When we were blessed with the one month that the sun shone weakly down on us for a few minutes, we basked. Never mind that the warmth was so faint we had to take a woolly jumper everywhere – out we would come in our summer garb, turning to the distant orb like sunflowers, insisting on sitting outside in pubs and cafés while shivering. I’ve noticed that in the Côte d’Azur, where it is genuinely roasting much of the year, the citizens are the opposite, donning fur coats well into May because they are so used to being lightly griddled that even a temperature of 25°C seems chilly to them.

When I started spending more time in London, I was gleeful. Back to proper seasons! How easy it was to put up with the winter snow when you knew you’d be sun-kissed for at least three months of the year.

Maybe it’s an age thing, though. Despite the sun making me feel happy, I would rather observe it from a well-ventilated room than sit in it. Part of this is fastidiousness: I like being freshly showered and fragrant, and the trouble with hot weather is the narrow line between soaking up the heat with reverence and wishing you could take all your clothes off and go into the shower.

The problem is exacerbated if you don’t drive and can’t use the tubes: since I am now a double amputee, on the rare occasions that I am fit to go out, we travel by bus. There is no greater leveller than London buses – you may get on a prince but you will leave a damp and irritable pauper, wishing you could afford to take taxis everywhere.
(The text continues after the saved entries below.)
PR #959, opened 2023-06-24
Testing

sparakala21:
# Description

I added 2 tests for:
should have daily points for 15 minute reading intervals and raw units with +-inf start/end time & C as F with intercept

should have daily points for 15 minute reading intervals and raw units with +-inf start/end time & C as F with intercept reverse condition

Buses to and from the centre of London are almost always packed, and the new cycle lanes that take up most of the road near where I stay, Chiswick, mean that buses crawl along in the same single lane as all cars. It takes four times as long to get anywhere. As for low traffic emissions – pull the other one. A gridlock of vehicles with their engines on for hours creates far more pollution than the previous fast-moving two lanes of traffic did.

The problem is compounded by the fact that many seats in public life are plastic. I spend at least three days a week travelling to and from hospital and sitting on hard plastic chairs in waiting rooms. I can of course choose to remain seated in my wheelchair, which is what I do most of the time now, but wheelchair seats – like the chairs (and mattresses) in the NHS – are all made of easy-wipe plastic. Convenient for cleaning, not so pleasant if you have to sit for hours. The seats on buses are no better, being made of brushed acrylic that feels as if you are sitting on a freshly coiffured dog: itchy and non-breathable.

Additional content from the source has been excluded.